For those of you within reach of London, the British Film Institute is running a season of films dealing with the Spanish Civil War throughout the month of June 2009. The season was opened by Paul Preston (ACIS Honorary President). Paul also had a hand in the selection of films, which includes a range of documentaries and fiction films from Spain and elsewhere, made between 1936 and last year, several of which have not been seen in the UK before.
I've managed to get up for a couple of sessions so far. Last week I saw Canciones para después de una guerra (Songs for after a war), which, to my shame as an aficionado of cinema and popular music, I had not seen before. The film is not so much about the Civil War, as a commentary on the society that grew out of it. It's an amazing, fast-moving montage of images of life in Franco's Spain, still and movie, much of it from advertisements or official sources such as NoDo, and all accompanied by a barrage of popular songs of the period, some classics, some hilarious, some both.

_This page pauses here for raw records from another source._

PR #894, opened 2016-07-25
Trinity 2.2.0

abretaud:
A new Trinity version + some other changes:
- a new abundance estimation method: salmon
- macros and tool suite to be more IUC-friendly
- one or two options that I needed to add
- 2 new tools for trinity scripts that I needed

I have added a tool dependency xml for this new 2.2.0 version, but I didn't create a new one for salmon, if anyone needs it tell me.

I *think* there may still be a failing test, but I'm not sure if it comes from my config or not, we'll see

PR #898, opened 2016-07-27
Proper names for trinity tools

abretaud:
Just corrections for tool names from #894

### DIFF
--- a/tools/trinity/.shed.yml
+++ b/tools/trinity/.shed.yml
@@ -10,7 +10,7 @@ owner: iuc
 remote_repository_url: https://github.com/galaxyproject/tools-iuc/tree/master/tools/trinity
 type: unrestricted
 auto_tool_repositories:
-  name_template: "{{ tool_id }}"
+  name_template: "trinity_{{ tool_id }}"
   description_template: "{{ tool_name }} (from the Trinity tool suite)"
 suite:
   name: "suite_trinity"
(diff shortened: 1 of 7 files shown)


tools/trinity/.shed.yml
```diff
@@ -10,7 +10,7 @@ owner: iuc
 remote_repository_url: https://github.com/galaxyproject/tools-iuc/tree/master/tools/trinity
 type: unrestricted
 auto_tool_repositories:
-  name_template: "{{ tool_id }}"
+  name_template: "trinity_{{ tool_id }}"
```
bgruening: If we change this than we will create a new repository in the TS and this will break the tool lineage.

martenson: yep, we cannot change those :/

abretaud: Oh yep, at least for trinity_trinity that would be created beside the trinity repo...
For the others, as it was not a suite before, they're new repos (though they were included in trinity repo before).

So what would be best?
- suite with prefix except for trinity repo
- suite with no prefix, just rename run_DE_analysis to run_de_analysis
- forget about the suite and keep all tools in the trinity repo as before
- something else?

nsoranzo: Apart from the `trinity` repo, the others have been created only on the TestTS because the Travis upload failed before starting the upload on MTS.

martenson: I am actually fine with option 1 given that these are not on MTS. How will you address the trinity tool that is already there though?

abretaud:
Ok, I changed to option 1, what do you think?

nsoranzo:
:+1:

bgruening:
This should work! Thanks!

nsoranzo:
Manually pushed to MTS because TTS was unreachable at some point during upload.

abretaud:
Thank you!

The film gives a startling visual and aural impression of la España carpetovetónica - the retarded state in which Franco struggled to keep Spanish society for 40 years. I've got a very funny book* about this somewhere, a collection of cartoons and advertisements from the Spanish press of the 60s and 70s, which makes an interesting complement to the images and sounds of this film.
* Celtiberia Bis, by Luis Carandell (1974) - there's a blog in the same spirit at No recomendable, and an article by Carandell from El País: Y España era celtiberia.